Example: Delivery to 'Package Forwarder LLC, Miami' → re-routing signal → review.
R026BlockTier 2
Subscription without explicit consent
Agents cannot subscribe the user to recurring payments without the user explicitly approving it. No written consent, no subscription.
Example: Assistant tries to activate annual subscription without user confirmation → blocked.
R027BlockTier 2
Gift card or stored-value purchase
Gift cards are hard to trace and widely used in fraud. By default, agents cannot buy them unless the merchant explicitly allows it.

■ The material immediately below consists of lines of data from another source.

PR #16, opened 2017-01-10
js_specData_types - Michael Duong

tallergeese:


js_special_data_types/index.html
```diff
@@ -0,0 +1,32 @@
+<!DOCTYPE html>
+<html lang="en">
+<head>
+    <meta charset="UTF-8">
+    <title>JS Special Data Types</title>
+
+    <script>
+        var x = null;
+        var y;
+        var z = "any string";
```
joshuabyun: Simple, succinct. Another shortcut way to declare multiple variables is to use comma like below. This could be a preference issue. 

`var x = null,
       y,
       z = "any string";`

js_special_data_types/index.html
```diff
@@ -0,0 +1,32 @@
...
+
+        var output1 = x == y;
+        var output2 = x == z;
+        var output3 = y == z;
+
+        console.log("Output 1: ", output1);
```
joshuabyun: Good use of comma when printing out instead of concatenating. This way, the output1 gets printed out fully if there are additional information such as prototype or attributes etc. The information provided can be very useful when you are debugging.

joshuabyun: By the way, what would you think if output1 was `x === y` ? would the answer have been the same or different? Something to think about.

js_special_data_types/index.html
```diff
@@ -0,0 +1,32 @@
...
+        console.log("Output 2: ", output2);
+        console.log("Output 3: ", output3);
+
+        var output4 = "x is a(n) " + typeof(x);
+        var output5 = "y is a(n) " + typeof(y);
+        var output6 = "z is a(n) " + typeof(z);
+
+        console.log("Output 4: ", output4);
```
joshuabyun: It is crucial to understand the difference between null and undefined, and how they act to different scenarios. They seem to be very similar and can get very tricky.

joshuabyun:
LF2

PR #18, opened 2017-01-10
js_primitive_data_types - Yaeri Lim

yaerilim:


js_primitive_data_types/index.html
```diff
@@ -0,0 +1,25 @@
+<!DOCTYPE html>
+<html lang="en">
+<head>
+    <meta charset="UTF-8">
+    <title>Title</title>
+    <script>
+        var firstName = "Yaeri";
+        var lastName = "Lim";
+        var age = "28";
```

js_primitive_data_types/index.html
```diff
@@ -0,0 +1,25 @@
...
+        var output1 = "First name: " + firstName + ", " + "Last Name: " + lastName +", " + "Age: " +age + "."
```
collette-tamez: Be very careful with your semi-colons. You want to make sure they're always there when they need to be and that things like braces and parenthesis are also closed properly. Syntax errors can be hard to spot and cause major headaches.

js_primitive_data_types/index.html
```diff
@@ -0,0 +1,25 @@
...
+        console.log(output1)
+        var x = 12;
+        var y = 15;
+        var output2 = x + y;
+        var output3 = x + '' + y;
```

http://www.w3schools.com/jsref/jsref_tostring_number.asp

js_primitive_data_types/index.html
```diff
@@ -0,0 +1,25 @@
...
+        var output4 = "The total of " + x + " and " + y + " is " + output2;
```
collette-tamez: Nice work using your `output2` here

js_primitive_data_types/index.html
```diff
@@ -0,0 +1,25 @@
...
+        console.log(output2);
```

collette-tamez:
#LFZ2

PR #19, opened 2017-01-10
js special data types - Yaeri Lim

yaerilim:


joshuabyun:
Good job. Make sure to go over the difference "undefined" and "null". Null has type of object but undefined gives undefined type. Thus when you are comparing the 2 with '==', it will give true due to the value, but will give false when you use '===' because their types are different. 

We usually use null when we want to say "this variable has value ''nothing' ", very much like a place holder.

joshuabyun:
LF2

PR #21, opened 2017-01-10
js special data types - Andy Ong

Breathics:


js_special_data_types/index.html
```diff
@@ -0,0 +1,28 @@
+<!DOCTYPE html>
+<html>
+<head>
+    <title>JS Special Data Types</title>
+    <script>
+        var x = null;
+        var y;
+        var z = 'sandwich';
```
joshuabyun: Another shortcut way to declare multiple variables is to use comma like below. This could be a preference issue.

var x = null, y, z = "any string";

js_special_data_types/index.html
```diff
@@ -0,0 +1,28 @@
...
+
+        var output1 = x == y;
+        var output2 = x == z;
+        var output3 = y == z;
+        console.log("Output 1: " + output1);
```
joshuabyun: Did it come out what you expected? What would happen if you use '===' instead? Would the answer be the same?

js_special_data_types/index.html
```diff
@@ -0,0 +1,28 @@
...
+        console.log("Output 2: " + output2);
+        console.log("Output 3: " + output3);
+
+        var output4 = "x is an " + typeof x;
+        var output5 = "y is " + typeof y;
+        var output6 = "z is an " + typeof z;
+        console.log(output4);
```
joshuabyun: It is very important to understand the difference between null and undefined, and how they act to different scenarios. They seem to be very similar and can get very tricky.

joshuabyun:
LF2

PR #22, opened 2017-01-10
js_primitive_data_types - John Yosas

jayosas75:


js_primitive_data_types/index.html
```diff
@@ -0,0 +1,27 @@
+<!DOCTYPE html>
+<html>
+<head>
+    <title>JS Primitive Data Types</title>
+    <script>
+        // feature set 1
+        var firstName = 'John';
+        var lastName = 'Yosas'
+        var age = '27';
```

js_primitive_data_types/index.html
```diff
@@ -0,0 +1,27 @@
...
+        var output1 = 'First Name: ' + firstName + ', ' + 'Last Name: ' + lastName + ', ' + 'Age: ' + age + '.';
+        console.log(output1);
+
+        //feature set 2
+        var x = 15;
+        var y = 21;
+        var output2 = x + y;
+        var output3 = x + '' + y;
```

http://www.w3schools.com/jsref/jsref_tostring_number.asp

js_primitive_data_types/index.html
```diff
@@ -0,0 +1,27 @@
...
+        var output4 = 'The total of ' + x + ' and ' + y + ' is ' + output2;
+
+        console.log(output2);
```

collette-tamez:
#LFZ2

PR #23, opened 2017-01-10
js spec data types - John Yosas

jayosas75:
Unsure why my Primitive data types index was including in this :O 

pls disregard that file. thanks

### DIFF
--- a/js_primitive_data_types/index.html
+++ b/js_primitive_data_types/index.html
@@ -1,0 +1,27 @@
+<!DOCTYPE html>
+<html>
+<head>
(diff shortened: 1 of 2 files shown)


joshuabyun:
Good job. Make sure to go over the difference "undefined" and "null". Null has type object but undefined gives type undefined. When you are comparing the 2 with '==', it will give true due to the same value, but not when you use '===' because their types. Null is used when we want to say "this variable has value 'nothing' ", which can be used like sort of a placeholder. It will be very handy time to time. Keep up the good work!

joshuabyun:
Lf2

PR #1670, opened 2024-03-26
Adding a little code coverage to key Assembly methods

john-science:
## What is the change?

Here I add a little code coverage to three `Assembly` methods:

* `Assembly.add()`
* `Assembly.getArea()`
* `Assembly.getDim()`

Also, `Assembly.add()` had a couple lines of broken code that I removed.

This was a request. And these are important methods.

## Extra Note

I would just like to document somewhere that I think the `Assembly.getArea()` method is properly insane. When an `Assembly` has no children/`Blocks`, this method returns a "default area" of `1.0`.  Surely that should be an error? Or it should return `None`. Or it should return `0.0`. Returning a valid numerical value just seems crazy.

Thoughts?

---

## Checklist

### DIFF
--- a/armi/reactor/tests/test_assemblies.py
+++ b/armi/reactor/tests/test_assemblies.py
@@ -368,10 +368,14 @@ class Assembly_TestCase(unittest.TestCase):
             :id: T_ARMI_ASSEM_DIMS0
             :tests: R_ARMI_ASSEM_DIMS
         """
+        # Default case: for assemblies with no blocks
+        a = HexAssembly("TestAssem", assemNum=10)
+        self.assertEqual(a.getArea(), 1)
+
+        # more realistic case: a hex block/assembly
         cur = self.assembly.getArea()
         ref = math.sqrt(3) / 2.0 * self.hexDims["op"] ** 2
-        places = 6
-        self.assertAlmostEqual(cur, ref, places=places)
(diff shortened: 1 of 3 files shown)


armi/reactor/tests/test_assemblies.py
```diff
@@ -363,10 +368,14 @@ def test_getArea(self):
...
+        # Default case: for assemblies with no blocks
+        a = HexAssembly("TestAssem", assemNum=10)
+        self.assertEqual(a.getArea(), 1)
+
+        # more realistic case: a hex block/assembly
         cur = self.assembly.getArea()
         ref = math.sqrt(3) / 2.0 * self.hexDims["op"] ** 2
-        places = 6
-        self.assertAlmostEqual(cur, ref, places=places)
+        self.assertAlmostEqual(cur, ref, places=6)
```
albeanth, line 378: the precision of this can be increased. in my testing you can even swap it with a `self.assertEqual(cur, ref)`

albeanth (approved):

albeanth:
> When an Assembly has no children/Blocks, this method returns a "default area" of 1.0. Surely that should be an error? Or it should return None. Or it should return 0.0. Returning a valid numerical value just seems crazy.

Yeah I agree. It's odd. If you make the change, do a lot of other things break? 

@ntouran @jakehader any historical significance here?

PR #1671, opened 2024-03-28
Removing stub from isotopic depletion init file

### LINKED ISSUE #1458: Remove unnecessary `isotopicDepletion` stub
This file is not useful. If a user wants to use the `STACK_ORDER.DEPLETION` constant, they can just use it directly from the `interfaces` module. None of the other imports in this file are used.

https://github.com/terrapower/armi/blob/9da65879499bda3b9f1e9829e3d9f935275eeaa7/armi/physics/neutronics/isotopicDepletion/__init__.py#L15-L23

Unfortunately we have an internal plugin that directly imports `ORDER` from here. So we can't just delete this. But it should be slated for removal.

john-science:
## What is the change?

Removing some unnecessary stub code from the isotopic depletion `__init__.py` module-identification file.

To close #1458

---

## Checklist


armi/physics/neutronics/isotopicDepletion/__init__.py
```diff
@@ -13,11 +13,3 @@
 # limitations under the License.
 
 """The depletion physics package contains utility/framework code related to the physics of transmutation and decay."""
-# ruff: noqa: F401
```
keckler, line 16: Is there a good reason we don't just remove this file entirely? `__init__.py` files are not required beyond Python 3.3, and I don't see any imports breaking if we remove this.

Side point is that we don't even mention this `isotopicDepletion` namespace in this discussion:
https://github.com/terrapower/armi/blob/827d223cd6fc085c039390a2c3a0391f4e611fe5/armi/physics/__init__.py#L15-L46

john-science: > Is there a good reason we don't just remove this file entirely? __init__.py

@keckler @albeanth Sorry, was this the confusion originally?

In Python, you MUST have a file called `__init__.py` in every single folder that you want to put Python files in.  This is part of the language, and how the Python interpreter knows to include "folders of Python files" in importable libraries.  (This requirement has softened a bit in recent years, but is still firm in some scenarios.)

As long as there are other Python files in this folder, the `__init__.py` files exists.

keckler: This is not true. See, for instance: https://python-notes.curiousefficiency.org/en/latest/python_concepts/import_traps.html#the-init-py-trap

By including that `__init__.py` file, we are preventing the use of namespace packages at that level. Perhaps that IS something we want to do, but that would come as a surprise to me, and it is also a bit counter to some text we have in the codebase here: https://github.com/terrapower/armi/blob/827d223cd6fc085c039390a2c3a0391f4e611fe5/armi/physics/__init__.py#L48

john-science: Okay, I tested it. Deleted.

john-science:
I have tested this thoroughly downstream, and found no issues of any kind.

Issue #1690, opened 2024-04-18
Remove silent overwriting of `shutil.copy` in ARMI utils


opotowsky:
`safeCopy` silently overwrites `shutil.copy` in ARMI:

https://github.com/terrapower/armi/blob/aa758f3a49d9e71f0ba4d616fcaf49df4091bfa5/armi/utils/__init__.py#L845-L847

I'm making this ticket so that when `shutil.copy` is replaced in all downstream plugins with `safeCopy`, I want to remove this menace from the code base. 

I also need to check in with other ARMI users so they have a heads up on a potentially breaking change (so, if shutil is being leveraged, they can do nothing and revert to the real `shutil.copy`, or they can also swap to explicitly using `safeCopy`)

john-science:
I agree, silently over-writing a standard library tool whenever you `import armi` is a bad solution to whatever problem this was trying to solve.

I would say "let's do it right now!", but since it's an API-breaking change, we will be slow and deliberate.

@drewj-usnctech Just FYI.

onufer:
this seems super low priority. I agree it is confusing and surprising but its going to be a lot of work to change and very little benifit.

opotowsky:
Thanks for reopening @onufer 

I grepped around and it won't be a huge lift. I agree it's low priority, but I'd like to get in the habit of paying back some tech debt and this is an easy one.

john-science:
> this seems super low priority.

I can see that from a "fixing this doesn't help us model a reactor" stand point. I really can.

But, from a quality perspective, this is a nasty piece of ugly spaghetti code that makes us look unprofessional and sloppy.

Thus my concern.

Also, I could fix this problem in like... 2 minutes in each downstream repo that is affected. So, it's just the easiest thing in the world to fix.

opotowsky:
Agreed. It actually can be done piecemeal, and doesn't need massive coordination.

1. replace `shutil.copy` with `safeCopy` in ARMI
2. repeat one by one for each plugin
3. last, remove the `shutil.copy` overwrite in ARMI.

PR #1691, opened 2024-04-19
Fix `safeCopy` to work on Linux

opotowsky:
## What is the change?

Replace `shutil.copyfile` and `shutil.copymode` with a `copy` (windows) or `cp` (linux) command. This accomplishes the same thing as before (file copy with metadata). 

We are NOT taking away the fact that `safeCopy` overrides `shutil.copy` in this PR, because there are significant downstream impacts and we need to check in with other ARMI users first. That is being tracked in the ticket #1690.

Depending on how permissions are set up, this doesn't work on all linux systems.

---

## Checklist


opotowsky:
More internal testing/processes are needed before this can be merged, but it's ready for a review, at least

armi/utils/__init__.py
```diff
@@ -810,8 +810,14 @@ def safeCopy(src: str, dst: str) -> None:
     if os.path.isdir(dst):
         dst = os.path.join(dst, os.path.basename(src))
     srcSize = os.path.getsize(src)
-    shutil.copyfile(src, dst)
-    shutil.copymode(src, dst)
+    # Historical note: this used to run shutil.copyfile then shutil.copymode,
+    # but the latter clashed with permissions on a linux system. Both copy and
+    # cp -a accomplish the same thing.
```
john-science, line 815: Personal preference. I don't like historical notes in the code. That's what commits and PRs are for.

When I'm looking at the code, I am trying to understand what it is doing, and I would rather have a comment that describes THAT.

opotowsky: Will fix!

armi/utils/__init__.py
```diff
@@ -810,8 +810,14 @@ def safeCopy(src: str, dst: str) -> None:
...
+    if os.name == "nt":
+        cmd = f'copy "{src}" "{dst}"'
+    else:
+        cmd = f'cp -a "{src}" "{dst}"'
+    os.system(cmd)
     while True:
```
opotowsky, line 821: note that we need an exit strategy here. Decide on a max time then throw an exception?

armi/utils/__init__.py
opotowsky: done

armi/utils/__init__.py
opotowsky: done

armi/utils/__init__.py
```diff
@@ -810,8 +810,14 @@ def safeCopy(src: str, dst: str) -> None:
...
         dst = os.path.join(dst, os.path.basename(src))
     srcSize = os.path.getsize(src)
-    shutil.copyfile(src, dst)
-    shutil.copymode(src, dst)
+    # Historical note: this used to run shutil.copyfile then shutil.copymode,
+    # but the latter clashed with permissions on a linux system. Both copy and
+    # cp -a accomplish the same thing.
+    if os.name == "nt":
+        cmd = f'copy "{src}" "{dst}"'
+    else:
```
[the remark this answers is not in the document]
opotowsky: done

armi/utils/__init__.py
```diff
@@ -806,17 +806,39 @@ def merge(self, *otherDictionaries) -> None:
 
 def safeCopy(src: str, dst: str) -> None:
     """This copy overwrites ``shutil.copy`` and checks that copy operation is truly completed before continuing."""
+    # Convert files to OS-independence
+    src = os.path.abspath(src)
+    dst = os.path.abspath(dst)
```
opotowsky, line 811: Hey @john-science I wanted to check with you on this choice. It's needed since the file paths were used to being handled via python and so going straight to the command line broke some file copies.

john-science: Changing everything to absolute paths is generally a good idea and I like it.

armi/utils/__init__.py
```diff
@@ -806,17 +806,39 @@ def merge(self, *otherDictionaries) -> None:
...
     while True:
         dstSize = os.path.getsize(dst)
         if srcSize == dstSize:
             break
         time.sleep(waitTime)
+        totalWaitTime += waitTime
+        if totalWaitTime > maxWaitTime:
+            runLog.warning(
+                f"File copy from {dst} to {src} has failed due to exceeding "
+                + f"``maxWaitTime`` of {maxWaitTime/60} min."
```
john-science, line 838:
```suggestion
                + f"a maximum wait time of {maxWaitTime/60} minutes."
```

john-science: Just minor phrasing.  I like log statements to be more "language-ish" than "code-ish".  But I won't die on this hill.

armi/utils/__init__.py
```diff
@@ -806,17 +806,39 @@ def merge(self, *otherDictionaries) -> None:
...
+    if "win" in sys.platform:
+        cmd = f'copy "{src}" "{dst}"'
+    elif "linux" in sys.platform:
+        cmd = f'cp -a "{src}" "{dst}"'
+    else:
+        runLog.warning(
+            "Cannot perform ``safeCopy`` on files because ARMI only supports "
+            + "Linux and Windows."
+        )
+    os.system(cmd)
```
john-science, line 827: The "else" case here will raise an error because the `cmd` variable doesn't exist yet.

opotowsky: Oh, oops. 

This begs the question:
Do we want a ton of "if windows elif linux else kill the run" all throughout the code base? Why not just kill the run from the getgo?

john-science: Well, we need something here, otherwise this is just invalid Python.  Hmmm... I will make a recommend.

armi/utils/__init__.py
```diff
@@ -806,17 +806,38 @@ def merge(self, *otherDictionaries) -> None:
...
         dst = os.path.join(dst, os.path.basename(src))
     srcSize = os.path.getsize(src)
-    shutil.copyfile(src, dst)
-    shutil.copymode(src, dst)
+    if "win" in sys.platform:
+        cmd = f'copy "{src}" "{dst}"'
+    elif "linux" in sys.platform:
+        cmd = f'cp "{src}" "{dst}"'
+    else:
+        runLog.warning(
```
john-science, line 820:
```suggestion
        raise OSError(
```

armi/utils/__init__.py
```diff
@@ -806,17 +806,38 @@ def merge(self, *otherDictionaries) -> None:
...
 def safeCopy(src: str, dst: str) -> None:
     """This copy overwrites ``shutil.copy`` and checks that copy operation is truly completed before continuing."""
-    waitTime = 0.01  # 10 ms
+    # Convert files to OS-independence
+    src = os.path.abspath(src)
+    dst = os.path.abspath(dst)
     if os.path.isdir(dst):
         dst = os.path.join(dst, os.path.basename(src))
     srcSize = os.path.getsize(src)
-    shutil.copyfile(src, dst)
```
jakehader, line 813: Can we wrap this in a try/except and then proceed with the Windows / Linux check? Additionally, the detection of Windows / Linux and any language specific utility code requirements would be helpful at the start on ARMI. Is it possible to search the code base for these (maybe in a couple places where we use if "Win..." or if "Linux" and then pull those checks to ARMI __init__ or bootstrap? Just thinking about a potential speed up for failure if something is missing

opotowsky: I don't like keeping code in that is that fragile. I think the change I made is a little more robust

As far as the OS-check, I agree we shouldn't be adding a gazillion checks throughout the code. We should catch the OS failure during init or bootstrap like you suggest, then we can safely do "if win this else that" throughout the code.

But @john-science gets the final call there.

opotowsky: Actually @jakehader: I can have the windows `if` do the old/shutil approach, and the linux `if` do the `cp`/command line stuff. I'm fine with that. We know it works on windows and has for years.

opotowsky: @jakehader for the OS check, we are going to handle that in a different ticket. The code for now should stay until that ticket is addressed. It's out of scope for this PR.

And for windows, @john-science prefers the `copy` approach over the `shutil` approach. I don't care which we go with, but it seems cleaner to me to have parallel approaches implemented, so I lean towards the way I have it coded now. 

So as of right now John is just awaiting me to complete some internal testing to prove this PR is ready.

john-science: @opotowsky @jakehader That's a nice idea, I like it.  But I decided to make that it's own [ticket](https://github.com/terrapower/armi/issues/1693).

This is for Arrielle's expediency right now.  But more so, I like to keep "one feature = one PR" when I can.

opotowsky: HAHA @john-science jinx
https://github.com/terrapower/armi/issues/1694

opotowsky: feel free to close my duplicate ticket

john-science (approved):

Example: Agent tries to buy €500 in gift cards → blocked by default.
R028BlockTier 2
B2B order without purchase order
In business-to-business sales there must always be an official purchase order. If the agent places a B2B order without one, it is stopped.
Example: Company buys office supplies through agent with no PO number → blocked.
General settings
Simple catch-all controls that every store can configure in minutes.
R029BlockTier 2
Merchant security preset
The merchant chooses their security level: Open, Balanced, Strict or Regulated. Each level requires different evidence. Without the right evidence, the purchase is stopped.
Example: Merchant in Regulated mode: agent without regulatory evidence → blocked.
R030BlockTier 2
Basic store controls
The merchant can set simple rules: maximum order amount, allowed countries. The easiest rules to configure and the ones most small stores use.
Example: Merchant sets max €100 per agent order; cart of €180 → blocked.